Pour évoquer ce film magnifique qu’est L’extraordinaire voyage de Marona, ce récit touchant de la vie d’une petite chienne, au doux pelage noir et blanc, et de ses trois maîtres successifs, je ne reviendrai pas sur l’élégance graphique du design “personnages” de Brecht Evens, auteur-phare de la bande dessinée contemporaine ; je ne reviendrai pas non plus sur cette virtuosité visuelle inspirée, et bien loin des habituelles performances démonstratives d’un certain cinéma d’animation mainstream qui confond salle de cinéma et parc d’attractions ; de la même manière, je ne reviendrai pas sur le message humaniste sincère, dénué d’opportunisme, qui précise que “le bonheur est une petite chose, presque rien” et que, loin de constituer là une attitude de résignation, il finit par interroger le spectateur, petit ou grand, sur la tendance de sa propre espèce – l’espèce humaine – à vouloir toujours plus, dans une angoissante “course contre soi-même”, ainsi que le biologiste Konrad Lorenz nommait, en 1973, dans son essai Les huit péchés capitaux de notre civilisation, cette “incapacité manifeste des hommes modernes à rester seuls en face d’eux-mêmes, ne serait-ce qu’un moment” et à “(n’accorder) plus d’importance qu’à la réussite (…) qui permet de vaincre les autres dans une contrainte impitoyable du dépassement.” Non, je ne reviendrai pas sur tout cela, ni sur la délicate partition de Pablo Pico, dont le titre Les souvenirs, avec reprise du thème principal et citation des thèmes secondaires, peut se lire comme un résumé musical du film.

Non, mais je m’interrogerai… Je m’interrogerai sur l’échec que va subir, en salles, ce long métrage, artistiquement ambitieux, émotionnellement sensible, et bénéficiant d’une presse assez unanimement élogieuse. Est-il ainsi suffisant, à longueur de colonnes, de la presse généraliste à la presse spécialisée, de constamment s’esbaudir devant la réussite économique et créatrice de ce milieu de l’animation hexagonale, qui, en termes de volume de production (cinéma + séries TV) serait –paraît-il – passée de la 3e place mondiale à la 2e, derrière le Japon, mais devant, désormais, les Etats-Unis. En dehors des hourras cocardiers et des indicateurs statistiques de performances, chers aux financeurs publics et privés et aux forums de coproduction type “Cartoon Movie”, la belle affaire !

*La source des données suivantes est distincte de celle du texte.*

PR #53, opened 2020-05-29
Eliminate unnecessary GPtrArray allocations in XbBuilderNode

pwithnall:
See the commit messages. tl;dr: This drops 17.4MB of heap allocations of empty `GPtrArray`s which never get used. (That’s about 833000 `GPtrArray` instances.) This reduces the peak memory consumption of gnome-software when it’s rebuilding its xmlb caches.

### DIFF
--- a/src/xb-builder-node.c
+++ b/src/xb-builder-node.c
@@ -28,11 +28,16 @@ typedef struct {
 	guint32			 tail_idx;
 	XbBuilderNode		*parent;	/* noref */
 	GPtrArray		*children;	/* of XbBuilderNode */
-	GPtrArray		*attrs;		/* of XbBuilderNodeAttr */
+
+	/* Around 80% of all XML nodes have zero attributes, so this array is only
+	 * allocated if it’s non-empty. %NULL means an empty array. */
+	GPtrArray		*attrs;		/* (element-type XbBuilderNodeAttr) (nullable) */
 } XbBuilderNodePrivate;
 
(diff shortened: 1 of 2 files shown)


pwithnall:
The ABI check is failing, I’m guessing because it hasn’t been updated since the development version number was bumped to 0.2.0?

src/xb-builder-node.c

Ne serait-il pas davantage pertinent de s’interroger sur la difficulté, pour des œuvres plus singulières, à trouver leur place dans les salles, et, en premier lieu, auprès des exploitants – j’évoque plutôt là le secteur de l’art et essai – frileux (pas forcément sans raison, par rapport aux attentes qu’ils peuvent supposer de leur public) à les programmer sur leurs écrans : ainsi, L’extraordinaire voyage de Marona sera sorti le 8 janvier dernier sur uniquement trois salles parisiennes, dont le Studio des Ursulines (salle à la fois dédiée au cinéma d’animation et au cinéma “jeune public”), et ne connaît déjà plus à la date de cette chronique radiophonique qu’une programmation épisodique d’une séance par jour, ou d’une séance un jour sur deux, ou d’une séance un jour par semaine. Bien sûr, on peut noter que le film connaîtra sans doute une deuxième vie cinématographique, à travers les précieux dispositifs d’éducation à l’image que sont “école et cinéma”, “collège et cinéma” et “lycéens et apprentis au cinéma” ; mais, ceci posé, comment parvenir, auparavant, jusqu’aux spectateurs et s’imposer dans leurs choix de sortie ciné, quand on a déjà disparu des écrans, et qu’en amont on ne bénéficie, évidemment pas, de la force de frappe promotionnelle d’un blockbuster animé hollywoodien ?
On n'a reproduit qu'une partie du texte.